Plan on this preparation phase taking at least three to six months from your first consultation to surgical approval. Some patients take longer, especially if their insurer requests additional documentation or if scheduling evaluations proves difficult.
Medicare vs. Medicaid vs. Private Insurance
Medicare’s coverage rules are national and apply the same way in every state. The requirements are clear: BMI over 35, at least one related health condition, prior failure with non-surgical weight management, and surgery at a certified bariatric center.
Medicaid is a different story. Coverage varies significantly by state. Some state Medicaid programs cover bariatric surgery under similar criteria to Medicare, while others exclude it entirely or impose additional requirements. If you’re on Medicaid, your state’s specific program determines what’s available to you.
Private insurance plans vary the most. Employer-sponsored plans may or may not include bariatric surgery as a covered benefit, and the specific requirements for approval differ from plan to plan. Some employer plans explicitly exclude weight loss surgery. Your first step should always be checking your plan’s summary of benefits to see whether bariatric surgery is listed as a covered service at all before pursuing the approval process.
Coverage for Revision Surgery
If you’ve had a previous weight loss procedure that failed or caused complications, revision surgery is covered by about 79% of private insurance policies. Coverage for a second procedure specifically due to inadequate weight loss is somewhat less common, with roughly 67% of policies allowing it. Revision surgery generally requires the same approval process as a first-time procedure, including updated evaluations and documentation showing why the original surgery didn’t achieve the desired outcome.
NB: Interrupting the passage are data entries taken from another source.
PR #1537, opened 2026-08-14
Improve Google Chat setup guidance and delivery logs

AnastasiaKhukhra:
Google Chat destination settings now provide contextual instructions for choosing a delivery
method and obtaining an incoming webhook URL or space email address. Report run logs also identify
the delivery method and destination without exposing webhook credentials, with per-part entries
shown only when a report is split across multiple Google Chat messages.

### DIFF
--- a/apps/backend/src/data-marts/data-destination-types/ee/google-chat/services/google-chat-report-writer.spec.ts
+++ b/apps/backend/src/data-marts/data-destination-types/ee/google-chat/services/google-chat-report-writer.spec.ts
@@ -31,6 +31,7 @@ describe('GoogleChatReportWriter', () => {
       },
       dataDestination: {
         id: 'destination-1',
+        title: 'Team Chat',
         type: DataDestinationType.GOOGLE_CHAT,
       },
       dataMart: {
@@ -103,13 +104,15 @@ describe('GoogleChatReportWriter', () => {
     expect(eventDispatcher.publishExternal.mock.calls[0][0].name).toBe(
       'google-chat.report.run.successfully'
     );
-    expect(executionLogger.log).toHaveBeenCalledWith({
-      type: 'google_chat_part_sent',
-      part: 1,
-      totalParts: 1,
-    });
+    expect(executionLogger.log).not.toHaveBeenCalledWith(
+      expect.objectContaining({ type: 'google_chat_part_sent' })
+    );
     expect(executionLogger.log).toHaveBeenCalledWith({
       type: 'google_chat_sent',
+      deliveryMethod: 'incoming_webhook',
+      destinationId: 'destination-1',
+      destinationTitle: 'Team Chat',
+      spaceId: 'space-1',
       messageCount: 1,
     });
   });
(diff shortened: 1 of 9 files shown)


apps/backend/src/data-marts/data-destination-types/ee/google-chat/services/google-chat-report-writer.spec.ts
```diff
@@ -128,11 +131,19 @@ describe('GoogleChatReportWriter', () => {
 
     expect(executionLogger.log).toHaveBeenCalledWith({
       type: 'google_chat_part_sent',
+      deliveryMethod: 'incoming_webhook',
```
prokopetsv, line 134: 🟡 Non-Blocker — the only multi-part scenario tested is the failure path. No test covers 2+ parts all succeeding, so part 2's `google_chat_part_sent` and the final `google_chat_sent` with `messageCount: 2` are never exercised together — a regression there would pass today's suite. Suggest one test: split fixture, both sends resolve, assert `part_sent` for parts 1 and 2 plus the enriched `google_chat_sent`.

apps/backend/src/data-marts/data-destination-types/ee/google-chat/services/google-chat-report-writer.ts
```diff
@@ -270,6 +270,7 @@ export class GoogleChatReportWriter extends BaseEmailReportWriter {
   readonly type = DataDestinationType.GOOGLE_CHAT;
 
   private googleChatCredentials?: GoogleChatCredentials;
+  private channelEmailRecipients?: string[];
```
prokopetsv, line 273: 🟡 Non-Blocker — delivery mode now spans three uncoordinated fields (`googleChatCredentials`, `channelEmailRecipients`, `usesEmailDelivery`). The webhook branch guards its field before use; the email branch reads `channelEmailRecipients` unguarded, so a future desync would silently log `recipients: undefined`. A single discriminated union (`{ mode: 'webhook'; credentials } | { mode: 'email'; recipients }`) makes that unrepresentable — and typing recipients as `EmailCredentials['to']` keeps the schema's non-empty guarantee instead of widening to `string[]`.

apps/backend/src/data-marts/data-destination-types/ee/google-chat/services/google-chat-report-writer.ts
```diff
@@ -340,6 +352,13 @@ export class GoogleChatReportWriter extends BaseEmailReportWriter {
...
+    const spaceId = new URL(this.googleChatCredentials.webhookUrl).pathname.split('/')[3];
+    const deliveryDetails = {
+      deliveryMethod: 'incoming_webhook',
+      destinationId: this.report.dataDestination.id,
+      destinationTitle: this.report.dataDestination.title,
+      spaceId,
+    } as const;
 
     // Incoming webhooks do not support transactions or rollback. If a later part fails,
     // earlier parts remain delivered, so record each outcome for troubleshooting.
```
prokopetsv, line 364: 🟡 Non-Blocker — this comment now overpromises: with the `messages.length > 1` gate below, a single-part send records no per-part outcome. Suggested wording: "For multi-part sends, if a later part fails, earlier parts remain delivered, so record each part's outcome for troubleshooting."

prokopetsv (commented):
## Review summary

The change does what the description says, and the risky parts check out: the `spaceId` parse cannot throw or mis-split (`GoogleChatCredentialsSchema` pins the URL shape), no key/token ever reaches the logs, the part-failure `catch` rethrows so `google_chat_sent` never logs after a failure (spec-asserted), the writer is `Scope.TRANSIENT` so no state leaks across runs, and `executionLogger` is always set before any send path. Backward compatibility holds: nothing consumes the `google_chat_*` log types, and the three other `EmailFields` callers are unaffected by the new optional prop. The new accordion components follow the established `FormDescriptions/` sibling pattern exactly. Three 🟡 inline comments.

### Optional

- Accordion tests assert trigger headings only; collapsed Radix content is unmounted in jsdom, so mis-wired content would pass. One `fireEvent.click` + content assertion would cover it.
- `EmailFields`' no-description default (Email/Slack/MS Teams) has no test file at all — pre-existing gap this PR touches.
- Changeset filename `google-chat-webhook-adjustments.md` misses the task-number prefix the project convention requires (`NNNN-slug.md`).

zapolsky (approved):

What You’ll Still Pay Out of Pocket
Even with insurance coverage, you’ll have costs. Your share depends on your plan’s structure. If your plan covers 80% of the bill, you pay 20%. Some plans split 70/30. You’ll also owe your deductible before coverage kicks in, and the total cost varies by procedure type and geographic region.
The good news is that policies covering bariatric surgery also typically cover the related doctor and dietitian visits required before and after the procedure. Most cover at least one session with a mental health professional. Some plans go further, covering physical therapy, wellness coaching, or even gym memberships as part of your post-surgical care. Notably, many plans cover dietitian visits even when they don’t cover the surgery itself, so those pre-operative nutrition appointments may be covered regardless of your surgical outcome.
If your insurance doesn’t cover bariatric surgery or the out-of-pocket costs are too high, many bariatric programs offer self-pay rates or financing plans. These are worth asking about, as the negotiated self-pay price is often significantly lower than the sticker price billed to insurance.